2d matrices getting started please help

Hi all

I am a final year student and my thesis is based on an implementation of sound wave propagation using the finite deifference time domain on a GPU. I just started the implementation phase of my thesis and i am having difficulty getting started with the programming. I looked at the examples given in the projects folder and in the matrix multiplication example, they use a 1d array to represent a matrix, then when the shared memory is called it becomes a 2d array and is later stored again as a 1d array. this confused me some what. I need to make use of 2d array but the examples only show how to allocate space for 1d arrays. So what I have done is just created arrays without allocating space - double array[width][height] - and that seemed to work up until when I started calculating values for them:

for(int i=0;i<500;i++){
for(int j=0;j<500;j++) {
c1[i][j] = (dt/(Ro[i][j]ddx));
c2[i][j] = ((dt/ddx)
(lamConst[i][j] + (2.0*muConst[i][j])));
c3[i][j] = ((dt/ddx)*lamConst[i][j]);
c4[i][j] = ((dt/ddx)*muConst[i][j]);
}
}

it compiles but during run time the error i get is - Unhandled exception at 0x00401f97 in fdtd.exe: 0xC00000FD: Stack overflow - what does this mean? will I be able to pass these 2d arrays to the GPU memory and use it for compution? im quite confused and I have done quite a bit of reading on getting started. please can some help me.

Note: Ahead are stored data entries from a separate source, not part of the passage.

PR #50, opened 2018-02-09
Sum gradient

currymj:
I hewed pretty closely to the existing code in making this. Please let me know if it isn't designed right or doesn't fit in with the rest of the code -- I'm happy to make modifications.

Some notable things:

I've assumed the user is going to pass in functions that all have the same domain. Is there a way to enforce this through the type system? Might it make sense to define a custom constructor to check?

I haven't defined any code to compute `prox`, and I've therefore set `is_prox_accurate` to be always false. The other properties I believe are all closed under addition, right?

I couldn't get away without allocating an array in `gradient!`, in order to keep track of the sum of each individual call.

I just have two simple tests; do things need to be more thorough?

### DIFF
--- a/src/calculus/sum.jl
+++ b/src/calculus/sum.jl
@@ -32,17 +32,17 @@ is_quadratic(f::Sum) = all(is_quadratic.(f.fs))
 is_generalized_quadratic(f::Sum) = all(is_generalized_quadratic.(f.fs))
 is_strongly_convex(f::Sum) = all(is_convex.(f.fs)) && any(is_strongly_convex.(f.fs))
 
-function (sumobj::Sum)(x)
-    sum = 0.0
+function (sumobj::Sum)(x::AbstractArray{T}) where {R, T <: Union{R, Complex{R}}}
+    sum = zero(R)
     for f in sumobj.fs
         sum += f(x)
     end
     sum
 end
 
-function gradient!(grad::T, sumobj::Sum, x::T) where T
+function gradient!(grad::AbstractArray{T}, sumobj::Sum, x::AbstractArray{T}) where {R, T <: Union{R, Complex{R}}}
     # gradient of sum is sum of gradients
-    val = 0.0
+    val = zero(R)
     # to keep track of this sum, i may not be able to
     # avoid allocating an array
     temp = zeros(grad)
--- a/src/calculus/sum.jl
+++ b/src/calculus/sum.jl
@@ -1,0 +1,61 @@
+export Sum
+
+"""
+**Sum of functions**
+
+    Sum(f₁,…,fₖ)
+
+Given functions `f₁` to `fₖ`, returns their sum
+
+```math
+g(x) = ∑_\{i=1\}^k f_i(x).
+```
+
+The functions `fᵢ` should all have the same domain, which will be the domain of
+the result. If all `fᵢ` have gradients then this function will also have a
+gradient.
+
+"""
+
+immutable Sum{T <: Tuple} <: ProximableFunction fs::T end
+
+Sum(fs::Vararg{ProximableFunction}) = Sum((fs...))
+
+# note: is_prox_accurate false because prox in general doesn't exist?
+is_prox_accurate(f::Sum) = false
+is_convex(f::Sum) = all(is_convex.(f.fs))
+is_set(f::Sum) = all(is_set.(f.fs))
+is_singleton(f::Sum) = all(is_singleton.(f.fs))
+is_cone(f::Sum) = all(is_cone.(f.fs))
+is_affine(f::Sum) = all(is_affine.(f.fs))
+is_smooth(f::Sum) = all(is_smooth.(f.fs))
+is_quadratic(f::Sum) = all(is_quadratic.(f.fs))
+is_generalized_quadratic(f::Sum) = all(is_generalized_quadratic.(f.fs))
+is_strongly_convex(f::Sum) = all(is_strongly_convex.(f.fs))
+
+function (sumobj::Sum)(x)
+    sum = 0.0
+    for f in sumobj.fs
+        sum += f(x)
+    end
+    sum
+end
+
+function gradient!(grad, sumobj::Sum, x)
+    # gradient of sum is sum of gradients
+
+    val = 0.0
+    # to keep track of this sum, i may not be able to
+    # avoid allocating an array
+    temp = zeros(grad)
+    for f in sumobj.fs
+        val += gradient!(temp, f, x)
+        grad += temp
+    end
+    return val
+end
+
+fun_name(f::Sum) = "sum"
+fun_dom(f::Sum) = fun_dom(f.fs[1]) # check to make sure same??
+fun_expr(f::Sum) = "x ↦ f₁(x) + … + fₖ(x)"
+fun_params(f::Sum) = "n/a"
--- a/src/calculus/sum.jl
+++ b/src/calculus/sum.jl
@@ -25,13 +25,12 @@ Sum(fs::Vararg{ProximableFunction}) = Sum((fs...))
 is_prox_accurate(f::Sum) = false
 is_convex(f::Sum) = all(is_convex.(f.fs))
 is_set(f::Sum) = all(is_set.(f.fs))
-is_singleton(f::Sum) = all(is_singleton.(f.fs))
 is_cone(f::Sum) = all(is_cone.(f.fs))
 is_affine(f::Sum) = all(is_affine.(f.fs))
 is_smooth(f::Sum) = all(is_smooth.(f.fs))
 is_quadratic(f::Sum) = all(is_quadratic.(f.fs))
 is_generalized_quadratic(f::Sum) = all(is_generalized_quadratic.(f.fs))
-is_strongly_convex(f::Sum) = all(is_strongly_convex.(f.fs))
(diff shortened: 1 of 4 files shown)


src/calculus/sum.jl
```diff
@@ -0,0 +1,60 @@
...
+
+immutable Sum{T <: Tuple} <: ProximableFunction fs::T end
+
+Sum(fs::Vararg{ProximableFunction}) = Sum((fs...))
+
+# note: is_prox_accurate false because prox in general doesn't exist?
+is_prox_accurate(f::Sum) = false
+is_convex(f::Sum) = all(is_convex.(f.fs))
+is_set(f::Sum) = all(is_set.(f.fs))
+is_singleton(f::Sum) = all(is_singleton.(f.fs))
```
lostella: This I would avoid defining

src/calculus/sum.jl
```diff
@@ -0,0 +1,60 @@
...
+is_cone(f::Sum) = all(is_cone.(f.fs))
+is_affine(f::Sum) = all(is_affine.(f.fs))
+is_smooth(f::Sum) = all(is_smooth.(f.fs))
+is_quadratic(f::Sum) = all(is_quadratic.(f.fs))
+is_generalized_quadratic(f::Sum) = all(is_generalized_quadratic.(f.fs))
+is_strongly_convex(f::Sum) = all(is_strongly_convex.(f.fs))
```
lostella: I would say that f is strongly convex if it is convex and at least one of its summands is strongly convex, which is more general than this if I’m not wrong

src/calculus/sum.jl
lostella: I mean: the sum of set indicators is the indicator of the intersection; the intersection of singletons is a singleton if the sets are all equal, which is a nasty condition to check I guess, so I would leave this undefined (and let it default to False).

mfalt:
I have a few comments, but I am not sure if we should care about all of them by now.

I am pretty sure `for f in sumobj.fs` is type unstable since `f` can change type, which could significantly reduce the speed if each `f(x)` is cheap to compute. I am not sure if there is a nice way to solve this in julia or if we can expect new optimizations that will hande this. I have found that the following code can work well on other problems: (i was unable to test the code right now, so there is probably some mistakes in it)
```julia
customreduce(fs::Tuple{Vararg{<:ProximableFunction},N}, x) where N = fs[1](x) + customreduce(tail(fs), x)
customreduce(fs::Tuple{<:ProximableFunction,}, x) = fs[1](x)
```
Another alternative is to do loop unrolling, either manually using `@generated` which can be quite ugly, or using Unrolled.jl which introduces another dependency.

The gradient could similarly be done
```julia
function customreduce!(grad, temp, fs::Tuple{Vararg{<:ProximableFunction},N}, x) where N
  val = gradient!(temp, fs[1], x)
  grad .+= temp
  return val + customreduce(grad, tmp, tail(fs), x)
end
function customreduce!(grad, temp, fs::Tuple{<:ProximableFunction,}, x)
  val = gradient!(temp, fs[1], x)
  grad .+= temp
  return val
end
```
The second functions could instead match `fs::Tuple{}` if we can figure out what type `val` should be in the no argument case. For example
```julia
customreduce!(grad, temp, fs::Tuple{}, x) = zero(SomeType)
```
I think you are missing something like `grad .= zero(eltype(T))`, and it should suffice to make `tmp = similar(grad)`
And maybe `val` shouldnt default to `0.0`?

src/calculus/sum.jl
```diff
@@ -0,0 +1,60 @@
...
+
+function gradient!{T}(grad::T, sumobj::Sum, x::T)
+    # gradient of sum is sum of gradients
+    val = 0.0
+    # to keep track of this sum, i may not be able to
+    # avoid allocating an array
+    temp = zeros(grad)
+    for f in sumobj.fs
+        val += gradient!(temp, f, x)
+        grad[:] += temp
```
lostella: Maybe here `grad .+= temp` is more efficient: this `[:]` notation to make in-place operations may be do unnecessary allocations, you can check that using @time or BenchmarkTools.

src/calculus/sum.jl
```diff
@@ -0,0 +1,60 @@
...
+
+function (sumobj::Sum)(x)
+    sum = 0.0
+    for f in sumobj.fs
+        sum += f(x)
+    end
+    sum
+end
+
+function gradient!{T}(grad::T, sumobj::Sum, x::T)
```
lostella: Here you can use the `where` notation:

```
function gradient!(...) where {T}
...
end
```

lostella (changes requested):

src/calculus/sum.jl
lostella: I mean using `@time`, I’m afraid I inadvertently involved someone in the conversation :-)

currymj: it seems like they are equivalent, but i'd rather lean on the dot notation just because it looks nicer.

currymj:
val defaulting to 0.0 i just took from `SeparableSum`, but it does seem worrisome.

ideally I'd like to be able to do `zero(T)`, where `T` is somehow determined by looking at the return types of elements of `sumobj.fs` (which must all be the same, although the code doesn't enforce this currently).

if there's a way to encode that domain and codomain must be the same in the type system somehow, that seems like it would also solve the type instability problem for looping over the constituent functions.

src/calculus/sum.jl
```diff
@@ -0,0 +1,59 @@
...
+is_set(f::Sum) = all(is_set.(f.fs))
+is_cone(f::Sum) = all(is_cone.(f.fs))
+is_affine(f::Sum) = all(is_affine.(f.fs))
+is_smooth(f::Sum) = all(is_smooth.(f.fs))
+is_quadratic(f::Sum) = all(is_quadratic.(f.fs))
+is_generalized_quadratic(f::Sum) = all(is_generalized_quadratic.(f.fs))
+is_strongly_convex(f::Sum) = all(is_convex.(f.fs)) && any(is_strongly_convex.(f.fs))
+
+function (sumobj::Sum)(x)
+    sum = 0.0
```
lostella: To answer your question, here you could be doing 
```
function (sumobj::Sum)(x::AbstractArray{T}) where {R, T <: Union{R, Complex{R}}}
    sum = zero(R)
    ...
```

And similarly in `gradient!`.

This should be type stable provided that all component functions satisfy the same assumption, i.e. if they evaluate to R where R is the underlying real type of their argument. I’m not sure that *all* the functions implemented satisfy this, but if they don’t then an issue should be opened and this should be fixed.

mfalt: This looks a bit weird, if `T=Complex{Float64}`, then can't `R = Complex{Float64} <: Union{Complex{Float64}, Complex{Complex{Float64}}}`? I'm not sure how `T` gets decided here, Maybe we should at least say `R<:Real`?

lostella: Yes, of course :-)

src/calculus/sum.jl
```diff
@@ -0,0 +1,59 @@
...
+
+function (sumobj::Sum)(x::AbstractArray{T}) where {R, T <: Union{R, Complex{R}}}
+    sum = zero(R)
+    for f in sumobj.fs
+        sum += f(x)
+    end
+    sum
+end
+
+function gradient!(grad::AbstractArray{T}, sumobj::Sum, x::AbstractArray{T}) where {R, T <: Union{R, Complex{R}}}
```
lostella, line 43: As pointed out by @mfalt, here it is safer to restrict `R <: Real`, otherwise when `x::Array{Complex{Float64}}` is passed, it may be that both `R` and `T` get to be `Complex{Float64}`.

src/calculus/sum.jl
```diff
@@ -0,0 +1,59 @@
...
+    # gradient of sum is sum of gradients
+    val = zero(R)
+    # to keep track of this sum, i may not be able to
+    # avoid allocating an array
+    temp = zeros(grad)
```
lostella:
```
grad .= zero(R)
temp = similar(grad)
```

test/test_sum.jl
```diff
@@ -0,0 +1,15 @@
...
+f = Sum(f1, f2)
+xtest = randn(10)
+
+result = f1(xtest) + f2(xtest)
+@test f(xtest) ≈ result
+
+grad1, val1 = gradient(f1, xtest)
+grad2, val2 = gradient(f2, xtest)
+
+gradsum, valsum = gradient(f, xtest)
```
lostella, line 14: Here I would use `gradient!`, passing as result vector `gradsum` which is initialized to something nonzero (to test the fix in my comment above).

lostella (changes requested):
Some fixes are required, then we can merge.

src/calculus/sum.jl
lostella, line 48:
```
grad .= zero(T)
temp = similar(grad)
```

src/calculus/sum.jl
lostella: And the same applies to the definition above (the function evaluation)

lostella:
Hi, are there any news on this? This really requires minor changes (see comments above) then can be merged 👍

lostella:
Closing, this was re-issued in #55 with required final adjustments.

Well, any n-dimensional array in memory (device, host, whatever) is inherently a 1D array. Saying an array is 2D, 3D, etc. is just a convenience for the programmer.

For example, these are the same:

  • 1D matrix (a vector) with length 100, and index k
  • 2D matrix (10x10) with indices i, j

They are totally the same to the compiler…it just translates Array2D(3,4) into Array1D(34).

So, the array types in CUDA are also provided for the same convenience…you just need to check your indices when converting between the two. As for your specific error, make sure you’re not using more than 16KiB of memory for your kernel, as it would be running out of shared memory. The program may be trying to write to a memory address that doesn’t exist (higher than the 16KiB mark).

EDIT: Also, note that a 500x500 array of ints takes up about 1MiB…so if you’re trying to load them all into shared memory, that could be your problem.

Also, why not just create your array/matrix, then use CUBLAS for the multiplication step?

wow thanx dude that actually made alot of sense concerning the examples and how they reference the indexing.